NetSpeed
- Type: Division
- Industry: Computer networking
- Founded: United States
- Founder: John McHale
- Fate: Acquired by Cisco Systems
- Headquarters: United States
- Parent: Cisco Systems

= NetSpeed =

American broadband internet access company

NetSpeed was a broadband Internet access company based in the United States. It was acquired by Cisco Systems on March 10, 1998. NetSpeed's DSL products were the first service provider and customer-premises DSL equipment to be production deployed at a major U.S. service provider, US West.
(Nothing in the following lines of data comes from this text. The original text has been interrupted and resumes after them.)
PR #4408, opened 2018-10-01
show_os_specific_download_link

easteregg:


src/javascript/app/base/binary_pages.js
```diff
@@ -1,9 +1,10 @@
 // ==================== _common ====================
-const TabSelector = require('../../_common/tab_selector'); // eslint-disable-line import/order
+// eslint-disable-line import/order
 
 // ==================== app ====================
 const LoggedInHandler         = require('./logged_in');
 const Redirect                = require('./redirect');
+const TabSelector             = require('../../_common/tab_selector');
```
negarn: why move this inside the app section? it has it's own _common section above

src/javascript/app/base/binary_pages.js
```diff
@@ -47,6 +48,7 @@ const SetCurrency             = require('../pages/user/set_currency');
 const TelegramBot             = require('../pages/user/telegram_bot');
 const TNCApproval             = require('../pages/user/tnc_approval');
 const VideoFacility           = require('../pages/user/video_facility');
+const MetatraderDownloadUI    = require('../pages/resources/metatrader/download.ui');
```
negarn: this should be on line 16 to follow the alphabetical path order

src/javascript/app/base/binary_pages.js
```diff
@@ -140,6 +142,7 @@ const pages_config = {
     'video-facility'         : { module: VideoFacility,              is_authenticated: true, only_real: true },
     'why-us'                 : { module: WhyUs },
     'telegram-bot'           : { module: TelegramBot,                is_authenticated: true },
+    download                 : { module: MetatraderDownloadUI },
```
negarn: this should be on line 80 to follow the alphabetical page order

src/javascript/app/pages/resources/metatrader/download.ui.js
```diff
@@ -0,0 +1,54 @@
+import OSDetect from '../../../../../templates/_common/os_detect';
+
+const toggleDownloadPage = target => {
+    document.querySelectorAll('.download-block').forEach(block => {
+        if (block.getAttribute('id') === target) {
+            block.classList.add('visible');
```
negarn: instead of `.classList.add('visible')` and `.classList.remove('invisible')` you can use `.setVisibility(0)` and `.setVisibility(1)` respectively

src/templates/static/metatrader/download.jsx
```diff
@@ -1,64 +1,111 @@
...
-    badge,
-    desc,
-    download,
-    href,
-    image,
-    os,
-    target,
-    title,
-}) => (
+const DownloadBlock = ({ badge, desc, download, href, image, os, target, title }) => (
```
negarn: if there are four or more arguments we break it into multiline, you can find it here https://github.com/binary-com/binary-static/blob/master/src/templates/README.md#jsx-rules

src/templates/static/metatrader/download.jsx
```diff
@@ -1,64 +1,111 @@
...
+            href={os ? `https://download.mql5.com/cdn/mobile/mt5/${os}?server=Binary.com-Server` : href}
+            download={download || undefined}
+            target={target || undefined}
+        >
             <span className={badge || undefined}>{badge ? '' : it.L('Download')}</span>
         </a>
     </div>
 );
 
+const DesktopDownloadBlock = ({ badge, download, href, image, os, target, title, id }) => (
```
negarn: same here

src/templates/static/metatrader/download.jsx
```diff
@@ -1,64 +1,111 @@
...
+    <div className='gr-12 gr-12-m gr-padding-10 invisible download-block' id={id}>
+        <img className='gr-6 gr-centered' src={it.url_for(`images/pages/metatrader/icons/${image}.svg`)} />
+        <a
+            className={!badge ? 'button' : undefined}
+            href={os ? `https://download.mql5.com/cdn/mobile/mt5/${os}?server=Binary.com-Server` : href}
+            download={download || undefined}
+            target={target || undefined}
+        >
```
negarn: why not store this anchor element and reuse it in both blocks?

src/templates/static/metatrader/download.jsx
```diff
@@ -1,64 +1,111 @@
...
+                    'Looking for [_1] or [_2] Desktop apps?',
+                    `<a data-type='alt-link' data-target='macos' id='enable-mac-alt-link'>${it.L('Mac')}</a>`,
+                    `<a data-type='alt-link' data-target='linux' id='enable-linux-alt-link'>${it.L('Linux')}</a>`
+                )}
+            </p>
+            <p className='alternative-download-description invisible' id='linux-alternative-description'>
+                {it.L(
+                    'Looking for [_1] or [_2] Desktop apps?',
+                    `<a data-type='alt-link' data-target='windows' id='enable-windows-alt-link'>${it.L('Windows')}</a>`,
+                    `<a data-type='alt-link' data-target='macos' id='enable-mac-alt-link'>${it.L('Mac')}</a>`
```
negarn: I would suggest to store each anchor as it seems to be reusable

src/templates/static/metatrader/download.jsx
```diff
@@ -1,64 +1,111 @@
...
+            <h1 className='invisible download-heading' id='macos-heading'>
+                {it.L('MT5 for Mac')}
+            </h1>
+            <h1 className='invisible download-heading' id='linux-heading'>
+                {it.L('MT5 for Linux')}
+            </h1>
+            <p>
+                {it.L(
+                    'Download MT5 for your desktop or laptop to access the powerful tools and features enjoyed by millions of traders.'
+                )}
```
negarn: we don't really break localization strings into multiline, I think you can put it in one line instead of three

src/javascript/app/base/binary_pages.js
easteregg: It's a typo. I'll change this back.

src/javascript/app/pages/resources/metatrader/download.ui.js
easteregg: The only reason behind using `visible` class is to create a possibility to hook on visible items to do transitions and stuff. There is no other logic behind this. 🤔 

I was looking for `.setVisibility()` API in MDN 😃. I did find it on our very own `plugins.js`. Yeah that's a good shortcut. I'll use it.

src/templates/static/metatrader/download.jsx
easteregg: I couldn't do this. By refactoring the string part only, `it.L` will be undefined, and changing it to `localize` function would result in `ReferenceError: Element is not defined`.

I'm not sure, but by removing localize import the error goes away.

```
at Object.<anonymous> (src/javascript/_common/lib/polyfills/element.matches.js:1:63)
```

negarn: look at something like this https://github.com/binary-com/binary-static/blob/master/src/templates/app/cashier/payment_methods.jsx#L78, we declare the variable outside of the return function and then use it inside, localization works fine

src/templates/static/metatrader/download.jsx
easteregg: This string is too long (more than 80 characters and reading it requires horizontal scrolling. Vertical texts are easier on the eye. 

@negar-binary Let me know if we have to do it in one-line only.

negarn: it's more consistent with the rest of the code base, but it's up to you.

negarn:
please run `svgo` on all your images so that they are compressed to one line

src/javascript/_common/os_detect.js
```diff
@@ -0,0 +1,23 @@
+const OSDetect = () => {
+    const Systems = {
+        macos  : ['Mac68K', 'MacIntel', 'MacPPC'],
+        linux  : ['HP-UX', 'Linux i686', 'Linux armv7l', ''],
+        ios    : ['iPhone', 'iPod', 'iPad'],
+        android: ['Android'],
+        windows: ['Win16', 'Win32', 'WinCE'],
+    };
+    if (typeof navigator !== 'undefined') {
```
negarn: not sure if it's better to change this to `if (navigator && navigator.platform)`

negarn: or perhaps `getPropertyValue(navigator, 'platform')`

src/javascript/app/base/binary_pages.js
```diff
@@ -1,5 +1,5 @@
 // ==================== _common ====================
-const TabSelector = require('../../_common/tab_selector'); // eslint-disable-line import/order
+const TabSelector             = require('../../_common/tab_selector'); // eslint-disable-line import/order
```
negarn: extra whitespace

src/javascript/_common/os_detect.js
```diff
@@ -0,0 +1,23 @@
...
+        return Object.keys(Systems)
+            .map(os => {
+                if (Systems[os].some(platform => navigator.platform === platform)) {
+                    return os;
+                }
+                return false;
```
negarn: still suggest changing this to `.map(os => Systems[os].some(platform => navigator.platform === platform))`

src/javascript/_common/os_detect.js
```diff
@@ -0,0 +1,23 @@
...
+            })
+            .filter(os => os)[0];
+    }
+
+    return 'Unknown OS';
```
negarn: still suggest localizing this

src/javascript/_common/os_detect.js
```diff
@@ -0,0 +1,23 @@
+const OSDetect = () => {
+    const Systems = {
+        macos  : ['Mac68K', 'MacIntel', 'MacPPC'],
+        linux  : ['HP-UX', 'Linux i686', 'Linux armv7l', ''],
+        ios    : ['iPhone', 'iPod', 'iPad'],
+        android: ['Android'],
+        windows: ['Win16', 'Win32', 'WinCE'],
+    };
```
negarn: might be better to declare this outside, then we don't have to re-declare it every time the function is called

src/javascript/app/base/binary_pages.js
negarn: still not resolved...?

src/javascript/app/pages/resources/metatrader/download.ui.js
```diff
@@ -0,0 +1,48 @@
+import OSDetect from '../../../../_common/os_detect';
+
+const toggleDownloadPage = target => {
+    document.querySelectorAll('.download-block').forEach(block => {
+        if (block.getAttribute('id') === target) {
+            block.setVisibility(1);
+        } else {
+            block.setVisibility(0);
+        }
```
negarn: why not `block.setVisibility(block.getAttribute('id') === target)`?

src/javascript/app/pages/resources/metatrader/download.ui.js
```diff
@@ -0,0 +1,48 @@
...
+        } else {
+            text.setVisibility(0);
+        }
+    });
+};
+const DownloadMetatrader = (() => {
+    const onLoad = () => {
+        const os = OSDetect();
+
+        // Hide or show a default Item based on navigator.platform
```
negarn: nitpick, `item` should be lowercase

src/sass/static/pages.scss
```diff
@@ -1010,3 +1010,48 @@ body #not_authenticated_financial ul.checked > li {
...
+    height: 46px;
+
+    & img {
+        max-width: 100%;
+        width: 32px;
+    }
+    & .mt-link {
+        font-size: smaller;
+    }
+}
```
negarn: it's better to wrap all these in the id of the page that it's being used in

negarn: in fact, we should already have a metatrader scss file

src/templates/static/metatrader/download.jsx
```diff
@@ -1,108 +1,228 @@
...
+        desc,
+        download,
+        href,
+        image,
+        os,
+        target,
+        title,
+        children,
+    }
+) => (
```
negarn: if you put the curly brackets on the same line as the brackets and indent everything back once, it will be the same as it used to be and consistent with our other files

negarn: same for the blocks below

src/templates/static/metatrader/download.jsx
```diff
@@ -1,108 +1,228 @@
...
+            </DownloadButton>
         </div>
+    </div>
+);
 
-        <SeparatorLine no_wrapper />
+const Download = () => {
+    const windows_link = `<a data-type='alt-link' data-target='windows' id='enable-windows-alt-link'>${it.L('Windows')}</a>`;
+    const linux_link = `<a data-type='alt-link' data-target='linux' id='enable-linux-alt-link'>${it.L('Linux')}</a>`;;
+    const mac_link = `<a data-type='alt-link' data-target='mac' id='enable-mac-alt-link'>${it.L('Mac')}</a>`;;
```
negarn: could you align these by `=`

src/templates/static/metatrader/download.jsx
```diff
@@ -1,108 +1,228 @@
...
+            <div className='gr-padding-20'>
+                <h1 className='invisible download-heading' id='windows-heading'>
+                    {it.L('MT5 for Windows')}
+                </h1>
+                <h1 className='invisible download-heading' id='macos-heading'>
+                    {it.L('MT5 for Mac')}
+                </h1>
+                <h1 className='invisible download-heading' id='linux-heading'>
+                    {it.L('MT5 for Linux')}
+                </h1>
```
negarn: these h1 elements also look like they could be turned into a block and reused. if you change macos to mac, you can only pass in one parameter to use both for the id and the header text, just by making it lowercase in id

src/templates/static/metatrader/download.jsx
```diff
@@ -1,108 +1,228 @@
...
+                <p>
+                    {it.L(
+                        'Download MT5 for your desktop or laptop to access the powerful tools and features enjoyed by millions of traders.'
+                    )}
+                </p>
+                <div className='gr-row'>
+                    <DesktopDownloadBlock
+                        id='windows'
+                        title={it.L('Windows')}
+                        image='windows.png'
```
negarn: if you make the id and image have the  same name you don't need to pass it twice. the .png can be assumed as it's true for all of them right now.

negarn: I suggest also using the title to derive the id

src/templates/static/metatrader/download.jsx
```diff
@@ -1,108 +1,228 @@
...
+                        linux_link
+                    )}
+                </p>
+                <p className='alternative-download-description invisible' id='linux-alternative-description'>
+                    {it.L(
+                        'Looking for [_1] or [_2] Desktop apps?',
+                        windows_link,
+                        mac_link
+                    )}
+                </p>
```
negarn: these can also be a block

src/javascript/app/pages/resources/metatrader/download.ui.js
easteregg: Done.

src/javascript/_common/os_detect.js
easteregg: Navigator support is so good that we can almost remove this. But, if it is not defined, using it in any other context than `typeof` would throw a reference error. 

Maybe the safer choice would be `type of navigator !== 'undefined' && navigator.hasOwnProperty('platform');`

src/templates/static/metatrader/download.jsx
easteregg: I'm getting confused by [this](https://github.com/binary-com/binary-static/pull/4408#pullrequestreview-160991464)

src/javascript/_common/os_detect.js
easteregg: This only return boolean that which `index` of the `Object.keys()`'s array has the item. We have to search the array again to fetch `os` name

src/javascript/app/pages/resources/metatrader/download.ui.js
easteregg: I'm personally against one-liners. I think one level `if` statements are more readable, especially when it comes to doing something based on the result if the statement. Although using a short-hand version is fine in this case too (and I am going to use it), It is not future proof as adding more logic, later on, will make the code more ugly.

src/javascript/_common/os_detect.js
negarn: if navigator is undefined the `if (navigator` part will return false and it won't check `&& navigator.platform)` part at all, but it's up to you

src/templates/static/metatrader/download.jsx
negarn: for variables that are grouped together we usually align by `=`, if they are grouped by themselves then there's no need for extra whitespace

src/javascript/_common/os_detect.js
easteregg: screen shot 2018-10-03 at 12 01 43

negarn: I was thinking about a declared variable with undefined value :) sorry about that, you're way is fine.

src/javascript/app/base/binary_pages.js
```diff
@@ -120,6 +121,7 @@ const pages_config = {
     'cfds'                   : { module: GetStarted.CFDs },
     'contract-specifications': { module: TabSelector },
     'cryptocurrencies'       : { module: GetStarted.Cryptocurrencies },
+    'download'               : { module: MetatraderDownloadUI },
```
negarn: we only need quotation marks for items with a dash in them, e.g. `'contract-specifications'`. all the others that don't have a dash but have quotation marks around them were mistakenly put here 😞

src/templates/static/metatrader/download.jsx
```diff
@@ -10,99 +28,180 @@ const DownloadBlock = ({
...
     target,
     title,
+    children,
 }) => (
-    <div className='gr-4 gr-6-m gr-padding-10'>
-        <img className='gr-6 gr-centered' src={it.url_for(`images/pages/metatrader/icons/${image}.svg`)} />
+    <div className='gr-4 gr-12-m gr-padding-10'>
+        <img
+            className='gr-12 gr-centered mt-mobile-phone'
+            src={/[.]/.test(image) ? it.url_for(`images/pages/metatrader/icons/${image}`) : it.url_for(`images/pages/metatrader/icons/${image}.svg`)}
```
negarn: is it only about having `.svg` at the end or not? if so we can move the ternary inside so we don't repeat the path, what do you think?

src/javascript/app/base/binary_pages.js
easteregg: Yeah, I don't usually do that myself, but it is aligned with the rest and looks good too.

src/javascript/_common/os_detect.js
```diff
@@ -0,0 +1,69 @@
...
+            .map(os => {
+                if (systems[os].some(platform => navigator.platform === platform)) {
+                    return os;
+                }
+                return false;
+            })
+            .filter(os => os)[0];
+    }
+
+    return localize('Unknown OS');
```
negarn: the string needs to be added to `generate-static-data.js` as well

src/javascript/app/pages/resources/metatrader/download.ui.js
```diff
@@ -0,0 +1,46 @@
+import { OSDetect, isDesktop } from '../../../../_common/os_detect';
+
+
```
negarn: extra white line

src/javascript/_common/os_detect.js
```diff
@@ -0,0 +1,75 @@
...
+    return !!['windows', 'mac', 'linux'].find(system => system === os);
+};
+
+const isMobile = () => {
+    const os = OSDetect();
+    return !!['ios', 'android'].find(system => system === os);
+};
+
+const OSDetect = () => {
+    // For testing purposes or more compatibility, if we set 'config.os'
```
negarn: where are we setting this value?

easteregg: Manually in developer tools.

The founder of NetSpeed, John McHale, also started NetWorth, Inc., a manufacturer of 10BASE-T Ethernet equipment in 1989. The company was acquired by Compaq in 1994. After NetSpeed, Inc., John McHale went on to found NetPliance, TippingPoint, and BreakingPoint Systems. Key employees of NetSpeed also went on to found other companies.

Kip McClanahan and Kenny VanZant went on to found BroadJump after the Cisco acquisition in 1998. Brendon Mills, Paul Carew, Ron Lutz, and Steve Raich went on to found General Bandwidth (now GenBand, Inc), in 1999. Cliff Hall and Bob Locklear were founding members of Surgient Networks in 2000, and Jim Johnson founded UControl in 2005.